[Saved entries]

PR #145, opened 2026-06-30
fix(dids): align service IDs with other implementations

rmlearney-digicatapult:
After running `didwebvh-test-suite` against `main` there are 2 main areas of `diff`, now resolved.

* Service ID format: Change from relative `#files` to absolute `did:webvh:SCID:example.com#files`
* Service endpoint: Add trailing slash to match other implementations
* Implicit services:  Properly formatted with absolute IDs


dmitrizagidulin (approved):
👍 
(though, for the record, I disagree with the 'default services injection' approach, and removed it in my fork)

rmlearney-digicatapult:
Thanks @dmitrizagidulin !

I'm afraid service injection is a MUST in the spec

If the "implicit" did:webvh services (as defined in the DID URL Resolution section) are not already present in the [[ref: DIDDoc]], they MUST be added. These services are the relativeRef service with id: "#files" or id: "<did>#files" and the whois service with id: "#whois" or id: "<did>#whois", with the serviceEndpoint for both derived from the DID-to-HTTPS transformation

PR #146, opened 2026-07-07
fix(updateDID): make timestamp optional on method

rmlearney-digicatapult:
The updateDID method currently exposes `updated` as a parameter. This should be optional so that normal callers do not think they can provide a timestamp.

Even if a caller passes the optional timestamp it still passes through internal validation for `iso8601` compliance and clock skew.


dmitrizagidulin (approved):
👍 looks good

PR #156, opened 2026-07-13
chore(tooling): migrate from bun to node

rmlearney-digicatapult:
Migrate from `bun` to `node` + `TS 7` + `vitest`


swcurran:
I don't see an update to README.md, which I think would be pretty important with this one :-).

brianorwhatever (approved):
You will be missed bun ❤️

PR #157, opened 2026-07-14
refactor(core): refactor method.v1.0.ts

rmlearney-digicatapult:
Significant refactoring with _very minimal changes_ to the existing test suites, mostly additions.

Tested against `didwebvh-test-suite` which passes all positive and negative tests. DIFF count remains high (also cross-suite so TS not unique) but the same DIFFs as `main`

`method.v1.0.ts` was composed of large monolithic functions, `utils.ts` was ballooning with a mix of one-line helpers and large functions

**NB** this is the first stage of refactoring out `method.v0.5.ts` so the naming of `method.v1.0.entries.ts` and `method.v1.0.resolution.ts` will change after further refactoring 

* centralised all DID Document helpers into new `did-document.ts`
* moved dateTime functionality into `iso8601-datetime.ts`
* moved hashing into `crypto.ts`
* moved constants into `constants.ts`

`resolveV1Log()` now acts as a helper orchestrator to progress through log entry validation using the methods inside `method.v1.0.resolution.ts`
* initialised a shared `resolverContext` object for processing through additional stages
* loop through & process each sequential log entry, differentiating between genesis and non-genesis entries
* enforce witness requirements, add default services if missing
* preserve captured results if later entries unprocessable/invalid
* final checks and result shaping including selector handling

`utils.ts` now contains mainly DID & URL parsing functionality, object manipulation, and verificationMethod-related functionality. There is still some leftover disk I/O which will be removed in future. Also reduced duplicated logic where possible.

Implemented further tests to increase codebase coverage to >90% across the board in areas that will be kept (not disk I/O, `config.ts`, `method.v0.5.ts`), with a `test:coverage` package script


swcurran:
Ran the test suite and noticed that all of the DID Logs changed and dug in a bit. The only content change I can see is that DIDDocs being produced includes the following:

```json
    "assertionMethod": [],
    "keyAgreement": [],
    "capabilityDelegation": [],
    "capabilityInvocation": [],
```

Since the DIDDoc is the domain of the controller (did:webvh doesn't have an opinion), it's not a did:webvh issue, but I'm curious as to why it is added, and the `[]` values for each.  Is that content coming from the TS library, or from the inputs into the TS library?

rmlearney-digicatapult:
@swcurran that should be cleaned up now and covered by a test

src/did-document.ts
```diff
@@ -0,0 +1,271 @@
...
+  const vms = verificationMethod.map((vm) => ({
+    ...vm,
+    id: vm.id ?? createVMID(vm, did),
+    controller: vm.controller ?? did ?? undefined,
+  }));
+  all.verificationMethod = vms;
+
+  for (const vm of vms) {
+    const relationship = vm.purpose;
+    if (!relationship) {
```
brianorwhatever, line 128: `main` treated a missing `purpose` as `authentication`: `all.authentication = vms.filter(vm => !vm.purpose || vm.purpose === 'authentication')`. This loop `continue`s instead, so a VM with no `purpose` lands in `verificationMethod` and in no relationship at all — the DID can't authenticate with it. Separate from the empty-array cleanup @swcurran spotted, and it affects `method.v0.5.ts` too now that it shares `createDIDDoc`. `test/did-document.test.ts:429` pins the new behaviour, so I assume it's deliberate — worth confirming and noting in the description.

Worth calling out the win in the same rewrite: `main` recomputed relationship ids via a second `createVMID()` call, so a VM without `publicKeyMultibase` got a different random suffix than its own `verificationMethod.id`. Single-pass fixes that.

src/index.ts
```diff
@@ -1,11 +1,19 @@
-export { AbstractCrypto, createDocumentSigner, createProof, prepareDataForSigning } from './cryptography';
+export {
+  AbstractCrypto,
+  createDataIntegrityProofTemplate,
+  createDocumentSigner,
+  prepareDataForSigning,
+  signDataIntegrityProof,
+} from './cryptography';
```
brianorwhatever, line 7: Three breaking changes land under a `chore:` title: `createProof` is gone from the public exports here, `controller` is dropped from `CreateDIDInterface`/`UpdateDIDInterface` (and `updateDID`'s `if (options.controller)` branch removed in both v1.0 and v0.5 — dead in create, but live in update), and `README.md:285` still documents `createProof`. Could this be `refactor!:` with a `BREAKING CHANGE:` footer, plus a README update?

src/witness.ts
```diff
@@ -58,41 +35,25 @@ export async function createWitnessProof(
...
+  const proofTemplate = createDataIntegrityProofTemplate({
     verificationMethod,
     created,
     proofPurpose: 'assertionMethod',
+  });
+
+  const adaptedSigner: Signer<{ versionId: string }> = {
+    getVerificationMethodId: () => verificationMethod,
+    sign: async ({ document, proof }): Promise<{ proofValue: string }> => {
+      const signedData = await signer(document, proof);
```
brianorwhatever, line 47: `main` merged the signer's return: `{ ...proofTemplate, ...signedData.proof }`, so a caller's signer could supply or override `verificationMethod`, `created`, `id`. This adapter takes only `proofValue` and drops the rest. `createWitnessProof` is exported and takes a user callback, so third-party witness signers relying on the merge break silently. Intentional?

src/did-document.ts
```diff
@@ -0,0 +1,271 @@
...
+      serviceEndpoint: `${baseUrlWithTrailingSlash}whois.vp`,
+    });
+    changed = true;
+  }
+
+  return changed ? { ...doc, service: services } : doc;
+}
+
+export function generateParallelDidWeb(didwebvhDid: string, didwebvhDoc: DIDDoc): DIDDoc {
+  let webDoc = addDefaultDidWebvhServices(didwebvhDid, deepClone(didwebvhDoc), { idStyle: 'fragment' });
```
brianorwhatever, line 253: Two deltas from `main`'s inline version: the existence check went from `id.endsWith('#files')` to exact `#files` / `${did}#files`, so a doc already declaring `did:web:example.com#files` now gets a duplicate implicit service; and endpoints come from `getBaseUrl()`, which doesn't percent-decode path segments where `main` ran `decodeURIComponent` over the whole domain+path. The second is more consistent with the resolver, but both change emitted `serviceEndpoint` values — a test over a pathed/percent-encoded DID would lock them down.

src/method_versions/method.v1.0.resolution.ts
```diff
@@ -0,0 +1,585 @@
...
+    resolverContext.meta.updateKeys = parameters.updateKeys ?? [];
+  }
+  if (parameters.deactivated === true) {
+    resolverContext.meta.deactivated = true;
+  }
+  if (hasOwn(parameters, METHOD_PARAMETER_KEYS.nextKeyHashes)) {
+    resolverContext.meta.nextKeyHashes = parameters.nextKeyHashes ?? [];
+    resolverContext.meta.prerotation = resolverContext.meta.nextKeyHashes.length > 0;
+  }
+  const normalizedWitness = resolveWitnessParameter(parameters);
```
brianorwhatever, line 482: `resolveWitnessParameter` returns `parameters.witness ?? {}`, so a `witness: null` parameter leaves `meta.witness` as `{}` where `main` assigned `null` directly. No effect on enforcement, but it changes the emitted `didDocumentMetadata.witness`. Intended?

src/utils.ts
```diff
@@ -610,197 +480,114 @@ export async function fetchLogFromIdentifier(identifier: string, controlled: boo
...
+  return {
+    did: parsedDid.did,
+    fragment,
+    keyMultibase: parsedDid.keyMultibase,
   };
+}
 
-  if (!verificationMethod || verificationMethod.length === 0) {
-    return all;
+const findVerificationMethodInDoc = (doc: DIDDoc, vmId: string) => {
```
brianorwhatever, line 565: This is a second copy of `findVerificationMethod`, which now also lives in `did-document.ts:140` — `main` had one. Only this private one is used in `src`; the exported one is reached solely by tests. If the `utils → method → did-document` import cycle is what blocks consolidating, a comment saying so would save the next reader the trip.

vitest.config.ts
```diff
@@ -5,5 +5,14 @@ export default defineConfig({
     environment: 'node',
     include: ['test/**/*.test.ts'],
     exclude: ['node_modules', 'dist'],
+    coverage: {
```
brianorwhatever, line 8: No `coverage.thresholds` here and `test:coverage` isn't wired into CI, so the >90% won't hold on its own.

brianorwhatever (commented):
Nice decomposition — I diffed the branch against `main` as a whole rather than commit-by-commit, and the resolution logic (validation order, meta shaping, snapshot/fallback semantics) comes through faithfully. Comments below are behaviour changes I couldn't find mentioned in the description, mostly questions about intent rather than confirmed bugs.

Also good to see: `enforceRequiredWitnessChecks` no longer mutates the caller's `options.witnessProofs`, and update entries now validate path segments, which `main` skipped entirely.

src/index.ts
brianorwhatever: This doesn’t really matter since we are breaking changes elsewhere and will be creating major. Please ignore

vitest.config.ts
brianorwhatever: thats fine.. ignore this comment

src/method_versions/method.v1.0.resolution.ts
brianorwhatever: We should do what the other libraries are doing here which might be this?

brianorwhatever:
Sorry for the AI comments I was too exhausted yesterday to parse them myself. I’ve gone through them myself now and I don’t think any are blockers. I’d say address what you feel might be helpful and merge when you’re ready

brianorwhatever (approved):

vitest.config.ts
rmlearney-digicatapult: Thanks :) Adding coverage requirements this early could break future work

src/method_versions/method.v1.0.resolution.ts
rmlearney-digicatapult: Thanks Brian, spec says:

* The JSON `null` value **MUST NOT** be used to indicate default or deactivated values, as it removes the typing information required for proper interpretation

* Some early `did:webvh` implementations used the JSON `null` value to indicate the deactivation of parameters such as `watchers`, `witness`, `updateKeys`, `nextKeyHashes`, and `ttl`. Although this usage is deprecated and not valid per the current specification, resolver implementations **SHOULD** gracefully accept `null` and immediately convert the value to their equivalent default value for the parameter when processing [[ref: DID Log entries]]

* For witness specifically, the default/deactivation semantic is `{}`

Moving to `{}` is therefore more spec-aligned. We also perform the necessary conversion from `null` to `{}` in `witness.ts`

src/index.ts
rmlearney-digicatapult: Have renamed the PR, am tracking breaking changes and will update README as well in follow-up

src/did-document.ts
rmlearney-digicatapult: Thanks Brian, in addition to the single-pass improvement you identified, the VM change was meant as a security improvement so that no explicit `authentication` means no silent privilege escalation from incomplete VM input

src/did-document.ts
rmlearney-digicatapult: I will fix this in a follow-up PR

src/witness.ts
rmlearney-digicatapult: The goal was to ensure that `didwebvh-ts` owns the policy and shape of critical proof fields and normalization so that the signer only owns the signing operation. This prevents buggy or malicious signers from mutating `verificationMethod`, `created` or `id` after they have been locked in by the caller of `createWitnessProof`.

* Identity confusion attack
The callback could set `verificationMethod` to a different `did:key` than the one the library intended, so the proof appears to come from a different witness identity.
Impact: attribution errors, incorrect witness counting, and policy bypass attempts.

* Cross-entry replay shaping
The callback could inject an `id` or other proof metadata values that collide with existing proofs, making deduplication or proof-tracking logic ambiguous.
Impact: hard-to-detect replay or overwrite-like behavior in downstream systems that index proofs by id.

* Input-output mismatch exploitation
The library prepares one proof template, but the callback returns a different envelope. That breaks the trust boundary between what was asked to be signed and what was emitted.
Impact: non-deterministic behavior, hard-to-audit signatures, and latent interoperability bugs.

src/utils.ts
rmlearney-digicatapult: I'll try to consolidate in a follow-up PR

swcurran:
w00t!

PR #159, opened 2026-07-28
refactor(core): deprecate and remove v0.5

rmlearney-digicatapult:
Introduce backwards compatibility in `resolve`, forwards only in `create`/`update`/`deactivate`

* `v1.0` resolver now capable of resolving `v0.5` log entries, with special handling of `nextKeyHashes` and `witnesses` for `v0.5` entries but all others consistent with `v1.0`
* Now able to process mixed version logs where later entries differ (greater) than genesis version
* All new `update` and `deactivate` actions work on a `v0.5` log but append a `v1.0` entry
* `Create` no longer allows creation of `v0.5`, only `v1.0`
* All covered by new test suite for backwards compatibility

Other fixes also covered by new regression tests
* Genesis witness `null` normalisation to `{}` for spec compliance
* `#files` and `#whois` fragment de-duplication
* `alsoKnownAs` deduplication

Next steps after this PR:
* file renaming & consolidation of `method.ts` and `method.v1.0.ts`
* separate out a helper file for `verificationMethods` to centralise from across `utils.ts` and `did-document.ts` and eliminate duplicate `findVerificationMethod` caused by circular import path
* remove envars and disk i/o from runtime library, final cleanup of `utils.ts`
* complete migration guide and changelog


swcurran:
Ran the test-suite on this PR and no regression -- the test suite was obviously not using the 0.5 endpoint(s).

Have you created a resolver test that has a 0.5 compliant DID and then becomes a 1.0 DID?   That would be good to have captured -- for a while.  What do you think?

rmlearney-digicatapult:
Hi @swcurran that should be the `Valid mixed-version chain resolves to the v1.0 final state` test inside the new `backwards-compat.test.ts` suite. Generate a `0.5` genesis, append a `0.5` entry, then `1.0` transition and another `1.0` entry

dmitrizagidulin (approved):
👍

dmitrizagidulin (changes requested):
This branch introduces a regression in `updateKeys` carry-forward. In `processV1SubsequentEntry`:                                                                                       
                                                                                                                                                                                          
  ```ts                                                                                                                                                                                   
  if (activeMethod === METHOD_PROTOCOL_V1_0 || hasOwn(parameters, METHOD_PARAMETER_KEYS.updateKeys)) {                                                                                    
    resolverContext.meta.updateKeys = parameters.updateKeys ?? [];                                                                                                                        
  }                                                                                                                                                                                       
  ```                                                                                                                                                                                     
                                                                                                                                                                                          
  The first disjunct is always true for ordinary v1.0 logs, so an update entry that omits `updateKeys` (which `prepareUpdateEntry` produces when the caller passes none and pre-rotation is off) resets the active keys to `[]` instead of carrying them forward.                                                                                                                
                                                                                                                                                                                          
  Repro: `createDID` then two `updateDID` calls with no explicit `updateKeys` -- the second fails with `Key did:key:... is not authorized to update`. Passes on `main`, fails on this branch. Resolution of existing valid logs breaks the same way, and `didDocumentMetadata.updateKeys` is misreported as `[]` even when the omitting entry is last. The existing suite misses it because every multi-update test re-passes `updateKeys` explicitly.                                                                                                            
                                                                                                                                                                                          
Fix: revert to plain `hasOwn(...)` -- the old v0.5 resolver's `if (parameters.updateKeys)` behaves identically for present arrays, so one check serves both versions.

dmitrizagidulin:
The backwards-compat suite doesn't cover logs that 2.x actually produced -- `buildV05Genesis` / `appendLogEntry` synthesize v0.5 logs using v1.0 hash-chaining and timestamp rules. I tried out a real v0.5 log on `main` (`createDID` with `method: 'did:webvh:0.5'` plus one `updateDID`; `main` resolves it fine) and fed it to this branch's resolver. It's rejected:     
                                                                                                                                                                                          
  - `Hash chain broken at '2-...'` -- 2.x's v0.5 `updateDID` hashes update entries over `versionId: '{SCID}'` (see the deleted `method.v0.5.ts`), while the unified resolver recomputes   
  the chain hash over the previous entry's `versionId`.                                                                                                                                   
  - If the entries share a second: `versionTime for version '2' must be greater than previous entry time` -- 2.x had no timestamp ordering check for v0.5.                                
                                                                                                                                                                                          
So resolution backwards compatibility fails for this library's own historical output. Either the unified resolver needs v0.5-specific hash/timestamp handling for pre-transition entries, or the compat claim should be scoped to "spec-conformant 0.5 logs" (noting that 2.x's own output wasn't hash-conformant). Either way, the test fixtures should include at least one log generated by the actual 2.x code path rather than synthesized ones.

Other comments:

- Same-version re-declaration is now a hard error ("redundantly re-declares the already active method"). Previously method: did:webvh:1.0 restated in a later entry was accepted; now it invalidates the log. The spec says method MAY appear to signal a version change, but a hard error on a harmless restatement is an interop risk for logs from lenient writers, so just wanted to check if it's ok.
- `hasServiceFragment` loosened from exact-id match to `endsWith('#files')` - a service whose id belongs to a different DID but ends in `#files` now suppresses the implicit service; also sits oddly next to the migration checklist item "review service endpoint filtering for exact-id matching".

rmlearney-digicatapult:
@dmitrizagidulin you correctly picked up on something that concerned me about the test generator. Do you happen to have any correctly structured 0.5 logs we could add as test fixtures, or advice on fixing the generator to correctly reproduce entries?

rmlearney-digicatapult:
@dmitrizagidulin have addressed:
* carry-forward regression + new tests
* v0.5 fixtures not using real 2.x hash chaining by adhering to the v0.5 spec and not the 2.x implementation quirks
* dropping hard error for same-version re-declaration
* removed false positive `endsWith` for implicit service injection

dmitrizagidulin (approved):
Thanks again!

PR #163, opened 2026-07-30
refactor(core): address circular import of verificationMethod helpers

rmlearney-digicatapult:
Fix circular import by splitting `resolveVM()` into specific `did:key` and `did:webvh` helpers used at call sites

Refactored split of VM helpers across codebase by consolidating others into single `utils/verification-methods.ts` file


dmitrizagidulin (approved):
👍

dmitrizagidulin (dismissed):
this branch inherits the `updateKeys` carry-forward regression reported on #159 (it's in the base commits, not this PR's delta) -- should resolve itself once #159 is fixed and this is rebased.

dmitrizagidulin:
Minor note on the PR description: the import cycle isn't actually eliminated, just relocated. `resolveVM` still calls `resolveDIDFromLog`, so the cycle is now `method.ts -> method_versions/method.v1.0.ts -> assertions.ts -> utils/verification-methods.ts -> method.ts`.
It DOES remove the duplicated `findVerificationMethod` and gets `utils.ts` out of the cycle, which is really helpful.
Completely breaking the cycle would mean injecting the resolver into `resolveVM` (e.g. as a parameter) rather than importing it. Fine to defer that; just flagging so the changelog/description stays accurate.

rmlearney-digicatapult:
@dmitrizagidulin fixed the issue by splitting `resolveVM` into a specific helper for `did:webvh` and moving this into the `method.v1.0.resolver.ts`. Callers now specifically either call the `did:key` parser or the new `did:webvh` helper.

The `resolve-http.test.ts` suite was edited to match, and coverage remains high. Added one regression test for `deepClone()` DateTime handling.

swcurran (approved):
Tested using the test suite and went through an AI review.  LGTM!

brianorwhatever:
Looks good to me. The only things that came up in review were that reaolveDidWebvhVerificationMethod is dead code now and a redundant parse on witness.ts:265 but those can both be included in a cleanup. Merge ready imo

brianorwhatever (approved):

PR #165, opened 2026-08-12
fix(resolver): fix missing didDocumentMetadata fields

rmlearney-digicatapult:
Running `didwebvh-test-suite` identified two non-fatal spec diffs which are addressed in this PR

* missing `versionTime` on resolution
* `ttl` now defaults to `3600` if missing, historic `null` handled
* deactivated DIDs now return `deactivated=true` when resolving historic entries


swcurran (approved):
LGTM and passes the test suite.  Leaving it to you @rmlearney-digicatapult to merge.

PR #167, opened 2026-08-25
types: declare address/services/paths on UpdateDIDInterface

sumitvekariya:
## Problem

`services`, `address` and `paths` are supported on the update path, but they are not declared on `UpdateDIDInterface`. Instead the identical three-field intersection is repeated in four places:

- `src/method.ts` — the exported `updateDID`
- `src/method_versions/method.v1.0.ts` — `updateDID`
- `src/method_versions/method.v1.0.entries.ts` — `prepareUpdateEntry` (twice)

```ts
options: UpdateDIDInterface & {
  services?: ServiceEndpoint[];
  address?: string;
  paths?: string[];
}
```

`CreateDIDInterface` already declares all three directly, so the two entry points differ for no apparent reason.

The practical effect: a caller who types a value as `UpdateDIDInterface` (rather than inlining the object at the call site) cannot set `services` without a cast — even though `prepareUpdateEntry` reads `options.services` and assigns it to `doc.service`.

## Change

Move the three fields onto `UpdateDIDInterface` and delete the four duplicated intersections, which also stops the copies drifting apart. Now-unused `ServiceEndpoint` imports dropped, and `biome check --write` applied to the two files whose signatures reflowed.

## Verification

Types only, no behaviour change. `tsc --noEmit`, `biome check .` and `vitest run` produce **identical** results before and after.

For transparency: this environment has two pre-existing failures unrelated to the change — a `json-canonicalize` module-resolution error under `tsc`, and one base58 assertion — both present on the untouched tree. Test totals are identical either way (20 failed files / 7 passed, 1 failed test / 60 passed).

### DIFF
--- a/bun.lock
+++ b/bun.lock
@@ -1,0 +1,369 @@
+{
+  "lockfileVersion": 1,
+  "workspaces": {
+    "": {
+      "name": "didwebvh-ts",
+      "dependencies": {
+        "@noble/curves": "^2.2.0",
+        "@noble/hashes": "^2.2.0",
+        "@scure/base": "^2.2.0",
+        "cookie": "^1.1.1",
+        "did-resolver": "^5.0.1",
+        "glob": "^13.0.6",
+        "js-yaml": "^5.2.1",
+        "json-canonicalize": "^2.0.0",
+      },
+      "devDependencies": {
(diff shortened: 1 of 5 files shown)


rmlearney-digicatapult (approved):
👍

> _TASK BRIEF_
Number of lines holding "resolving" in the data: give it, with nothing else.

> _EXERCISE RESPONSE_
2